Dude, is that unboosted? No Tubescreamer/clean boost or anything?


----------



## SKoG

5150time said:


> Strange - the rosewood option that used to be on the Dimarzio Illuminator 6 page has disappeared. I guess the world wasn't ready.



Also the metal covers option is gone on the 7's page. That got my hopes up.


----------



## onefingersweep

MrPepperoniNipples said:


> Am I the only one that thought his playing in the first video was garbage?
> At least during those scale runs



No you're not the only one. John Petrucci and his band is garbage now days.

Regarding the pickups. I'm very interested. I've wanted to try some high output low DC resistance pickups in my all Mahogany guitar for quite a while now. Dimarzio almost always deliver IMO, and they're reasonably priced. Can't wait to try these puppies.


----------



## whatupitsjoe

Legion said:


> Dude, is that unboosted? No Tubescreamer/clean boost or anything?



if it's me you're taking to, no boost. that's a 5150 III at low volume. amp and pups are tight as hell. not sure how much tightness the amp would retain if the post was turned up, but I don't think tube screamers are as vital to the EVH as they are to most other amps...it really does cover a lot of ground. (mind you I use tube screamers on my own 6505+)


----------



## teamSKDM

You know, if you look at the specs of both the illuminators and bulbs new pickup, theyre almost eq'd the exact same, and have almost the same output and also have just about the same description and objective. if you put both ceramic and alnico magnets in the illuminators, i bet theyd be the same pup! haha,jk but they are very very identical. and misha did say one of his favorite pickups ever were the original jp7 pickups.


----------



## Legion

whatupitsjoe said:


> if it's me you're taking to, no boost. that's a 5150 III at low volume. amp and pups are tight as hell. not sure how much tightness the amp would retain if the post was turned up, but I don't think tube screamers are as vital to the EVH as they are to most other amps...it really does cover a lot of ground. (mind you I use tube screamers on my own 6505+)



I see. That's GREAT to know, thanks dude!

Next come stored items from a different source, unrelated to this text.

PR #11323, opened 2025-08-03
protocols: implement ext-data-control

noocsharp:
This protocol has superseded wlr-data-control

This implements the ext-data-control protocol which has superceded wlr-data-control. Because the protocols are essentially identical, the actual protocol code has been copied verbatim, only renaming things from the wlr-data-control implementation.

I have tested it with my clipboard utility and it works fine, hasn't been tested with wl-clipboard, although the similarity between the protocols means that there shouldn't be any issues.

#### Is it ready for merging, or does it need work

This is ready for merging.

### DIFF
--- a/CMakeLists.txt
+++ b/CMakeLists.txt
@@ -382,6 +382,7 @@ protocolnew("staging/color-management" "color-management-v1" false)
 protocolnew("staging/xdg-toplevel-tag" "xdg-toplevel-tag-v1" false)
 protocolnew("staging/xdg-system-bell" "xdg-system-bell-v1" false)
 protocolnew("staging/ext-workspace" "ext-workspace-v1" false)
+protocolnew("staging/ext-data-control" "ext-data-control-v1" false)
 
 protocolwayland()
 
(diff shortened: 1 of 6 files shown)


vaxerski (commented):
I can't see how this integrates with the clipboard. You can send to yourself, but you can't become a clipboard manager as you can't override the clipboard. You implemented the protocol - but didn't connect it to the rest of the codebase...?

noocsharp:
Apologies, this was an oversight on my part. Just for clarity, do you mean that sources that come through the old protocol should result in offers in the new protocol, and vice-versa? Or is there some additional integration that needs to be done as well?

vaxerski:
yes, I mean, how else would you want a clipboard manager to work?

noocsharp:
I did some more research on this, and it looks like the burden is not on the compositor to copy the offers across protocols, it is on the creator of the data source. That is, if a program wants to have some data available via both protocols, it has to create the data sources and offers on both protocols. And if a program wants to receive from both protocols, it has to listen for offers on both protocols.

In wlroots, the implementation of ext-data-control is line-by-line copy of the wlr-data-control-unstable. Given this, I think this pull request is fine as-is and is ready to merge.

vaxerski:
this is not a copy of wlr data control though.

See for example
image

xref'd dataWlr

noocsharp:
OK, should be fixed now. Let me know if I missed anything else.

I am waiting to see some full length/full mix clips of this one.


----------



## Given To Fly

There is a new video with Jake Bowen jamming with Petrucci (apparently Petrucci is Jake's Uncle...) and I guess I needed to hear the Illuminators played against another pickup because now I love them. As I said in another thread, they sound "like a punch to face!" 

Having said that, the CrunchLab 7 is one of the best bridge pickups I've ever played. I think its really strange some people hear clarity while others hear muddiness but all I know is a JPX7 with the CL/LF combo through a Roadster or Mark IV is a very very very good thing. 

Of course, I would be happy to take a donation of a JPXIII-7 to compare the two pickups combinations. Heck! I'll even pay half of the shipping costs.


----------



## Heroin

would the pups need the active eq thing like on the JP13?


----------



## Rook

Just a couple of objective cues with regards getting an idea about pickups based upon the over-simplified information you're often supplied on the web.

First: You can't break the frequency response of something as complex as a pickup down to 'bass, middle and treble', 2kHz is treble but so is 10kHz, lots of 2 will sound bitey but lots of 10 will sound very scratchy and bright. point being two pickups can approximate to the same BMT shape but be totally different.

Second: DC Resistance is one of three factors that allow you to construct a 'transfer function' (the effect of a pickup on an input signal measured from the output), and on it's own it's pretty meaningless. It _can_ tell you how tall the peak of a pickup's response is (in terms of q factor) but without knowing L or C you don't know where that peak is, and if each pickup is made different and from different materials, the R value will have a different effect on every pickup. Higher DC value, can roughly be taken to mean tall peak somewhere, no idea where though. Point being two pickups can have identical DC Resistance and be completely different.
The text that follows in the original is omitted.